Читать «Стругацкие. Материалы к исследованию: письма, рабочие дневники, 1985-1991» онлайн - страница 325

Аркадий Натанович Стругацкий

Но поскольку так вопрос никогда не стоял, об эмиграции я просто никогда не думал, неинтересно было рассуждать на эту тему. Понимаете, в этом было даже этакое молодое фанфаронство. Я произносил слова типа: «Почему Я должен уезжать? Пусть они уезжают. Моя страна, они ее оккупировали, насилуют, а я должен из нее уезжать? Нет, не будет этого, „я это кино досмотрю до конца“» (такая фраза была у меня в ходу, я очень любил ее повторять, повторяю и сейчас). И сегодня очень часто многие люди, можно сказать, совета у меня спрашивают: ну как же все-таки? Сейчас реально можно уехать. Может, все-таки?.. Пока не поздно, пока еще дорога открыта?.. Я отвечаю им примерно так: я не уеду никуда, а вы решайте сами. У меня уже больше не хватает мужества отговаривать. Дело в том, что в 73-м, по-моему, году это со мной сыграло злую шутку. Один мой приятель пришел ко мне, показал вызов из Израиля и сказал: что ты мне посоветуешь? И я имел неосторожность изложить ему свою теорию. Я не знаю, сыграла ли моя речь какую-то роль, но во всяком случае он никуда не поехал, а в 1974 году его посадили. Он отсидел, по-моему, четыре года в лагере, год в ссылке и, вернувшись, немедленно эмигрировал. С тех пор я советов «не надо ехать» не даю.

<…>

19 августа в «Ленинградской правде» публикуется интервью БНа Андрею Измайлову.

Из: БНС: «Мы не имеем к кино никакого отношения»

<…>

— Борис Натанович, но ведь вы имеете мнение по поводу экранизации своих повестей? — С этого вопроса и началась наша беседа.
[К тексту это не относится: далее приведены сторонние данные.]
Issue #544, opened 2022-06-02
Change all user-visible mentions of "voucher" to "Boston Housing Authority voucher"


ddohler:
Apparently there are multiple types of vouchers that people can hold and it can be confusing for people to know which voucher if you just say "voucher". This should apply anywhere that's visible to any type of user, either on the frontend or the Django admin. We don't need to make internal code changes to variable or field names -- just changing labels (i.e. the copy) is sufficient.

Issue #532, opened 2022-05-25
Translations cleanup


ddohler:
We've added new text as part of the Phase II work. We'll need to send those strings to BHA for translation. This task is to assist with gathering the strings together (e.g. as a spreadsheet) so that we can send them to BHA, and to insert the new translations once received.

ktohalloran:
@ddohler what should we do about the language on the login page and magic link email? Are these phrases something we should get translations for now for in case we get to set up later, or should this list be limited to the phrases on pages inside the app? In a similar vein, does this card include setting up translation where it's needed (for example, the "logout" phrase in the header is currently not connected to `react18next` and would need to be connected and translated)?
EDIT: I realized that if you set the language in the app and then log out, that language preference is carried out onto the login page, at least until refresh. So it may be worth getting those translations just in case that happens, though that does seem to be a very specific case.

ddohler:
@ktohalloran Good questions! The scope of this task is to make sure that any strings that appear on a screen that has a language switcher are translated accurately if the user switches the language on that screen. So that includes:
1. Strings that are already translated but that we've changed on those screens (like the "voucher" -> "Boston Housing Authority voucher" case).
2. Strings that we've added on those screens (like "Logout")

But keeping the budget in mind, I would avoid translations on any screens that don't display a language switcher. So that includes the login screen and the sign-in emails; we don't need to translate those until/unless we add a language switcher to the login screen.

PR #546, opened 2022-06-07
Edit voucher copy and default selection

### LINKED ISSUE #543: Default "Do you have a voucher?" question to Yes
This should apply in both the backend and frontend code.

rachelekm:
## Overview

This PR updates the default "Do you have a voucher?" field to “yes” on the frontend (`True` in admin) as well as updates any user-facing copy that includes “voucher” to specify “Boston Housing Authority voucher” instead. 

### Checklist

### Notes

- I decided to leave any translations that include "voucher" alone. I _could_ pop in the "BHA" label but I think I better keep my hands off until someone can formally translate.
- There's some copy that reference "Client ID" that I think was used for the search page, but is no longer used elsewhere in the app (`Accounts.InvalidVoucherNumber`, `Accounts.MissingVoucherNumber`, `Accounts.Voucher`). I switched it to "Boston Housing Authority voucher" to it's consistent but maybe worth just deleting these lines altogether?

## Testing Instructions

 * `scripts/update`
 * `scripts/server`
 * Navigate to [frontend site](http://localhost:9966/) and create a new user. Confirm "Do you have a voucher?" field defaults to “yes”.
 * Work way through the site to confirm any copy that included "voucher" now specifies "Boston Housing Authority voucher". From what I can find this is mostly limited to the edit profile page for new and verified users. 
 * Navigate to [admin](http://localhost:9966/) and create a new `UserProfile`. Confirm the "Has a Boston Housing Authority voucher" field defaults to "checked".
 * Confirm any other fields on the admin that include "voucher" are now "Boston Housing Authority voucher".

Resolves #543 #544


ktohalloran (approved):
This looks good! I think you're right that just trying to add "BHA" into the previously translated text is probably not very helpful; however, I think leaving the translations as is will make them difficult to find again for translation. So I think somehow marking those&#8212;whether by replacing them with their English counterparts for now or adding a comment by each that links to #532 or adding a list of them to the issue itself&#8212;just something that makes it obvious they're going to need new translations when we get to that step. 

As for the strings in the translation files that are no longer used--@ddohler would it be worth adding clean up of those files, removing strings that are not in use within the app anymore, to issue #532?

ddohler:
@ktohalloran Good call about translatios -- I think adding a list to #532 is the right way to go. I would probably skip cleaning up the unused translations given the budget; they're messy but harmless. We should make an issue to clean them up later though.

ktohalloran:
Sounds good, I can make that issue now while I'm thinking about it.

rachelekm:
Thanks, all! @ktohalloran thanks for making those issues and good point about recording the missed translations for later. For #532, Here's a table outlining which phrases related to this PR have updated copy but aren't translated and others that are translated but have outdated copy and need to be re-translated: 
|  | ES | ES | ZH | ZH |
| --- | --- | --- | --- | --- |
||Translated|Updated| Translated|Updated|
| SignIn.Greeting | X | | X | |
| Profile.CreateClientAccountExistsError | X | | | X |
| Profile.HasVoucher |  | X | | X |
| Profile.VoucherNumber |  | X | | X |
| Profile.VoucherRooms | X | | X | |

And then the ones I found related to this PR that will need to be dropped for #548 are:
Accounts.InvalidVoucherNumber
Accounts.MissingVoucherNumber
Accounts.Voucher
Profile.ChooseVoucher

PR #550, opened 2022-06-08
Neighborhoods API

### LINKED ISSUE #493: Migrate frontend to use neighborhood data from Django
Create API endpoints to serve neighborhood data, and switch the frontend so that it uses the new endpoints. These can be read-only, the only expected editing of neighborhoods is via the admin and/or scripts.

ddohler:
## Overview

Pulls neighborhood data from the Django API rather than including it in the application bundle.

### Checklist

### Demo

N/A -- Everything should look the same.

### Notes

- I have had occasional issues with the neighborhoods showing up with strange corrupted polygons, e.g.:
Screen Shot 2022-06-08 at 10 47 05
I suspect the issue is some kind of race condition, so I'm hoping it's limited to my particular environment, but please be on the lookout for it and let me know if you encounter it.

## Testing Instructions

 * Before checking out this branch, run `./scripts/server` on `develop` and log in to the app. Take note of the neighborhood recommendations you are provided, including their routing instructions, school quality, and max rents.
 * Check out this branch and run `./scripts/update` followed by `./scripts/server`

— Хорошая экранизация — вообще большая редкость. Для того чтобы создать настоящее кино, нужно отойти от книжного оригинала, перевести его на совершенно другой язык. И языком этим прежде всего владеет режиссер, он в фильме хозяин. И уж ни в коем случае не сценарист.

Те наши произведения, которые можно на экране сразу узнать (то есть узнать первоисточник), в общем, сделаны, по-моему, неважно. Если же фильм — по мотивам, и читатель, став зрителем, спрашивает: а при чем здесь Стругацкие? — тогда фильм представляет определенный интерес. Так пока получалось у Тарковского, у Сокурова.

Надо признаться, что мы в последнее время перестали писать сценарии. Потому что поняли тщету этой работы. Дело в том, что, когда режиссер представляет себе будущий фильм, он видит некое изображение, некие «картинки», которые он, как правило, не в силах описать сценаристу в девяноста девяти случаях из ста. В результате мне приходилось видывать фильмы, где от сценария оставались рожки да ножки. Это не плохо и не хорошо. Это специфика. Один из самых плохих сценариев, которые я читал, в результате дал один из самых лучших фильмов, которые я смотрел («Мертвый сезон»).

Бывает и наоборот.

<…>

— Вы написали сценарий, который хотелось Тарковскому, и получилось, чего уж там, произведение «религиозное». Сокуровские «Дни затмения» — тоже не без того. «Письма мертвого человека», в создании которого вы принимали участие, также «религиозен» (и вы сами отмечали это с большим удовлетворением). Не характерно ли, что абсолютно «светские» повести братьев Стругацких, попадая на экран (те самые, по мотивам), обретают волей (неволей?) «клерикальный» оттенок?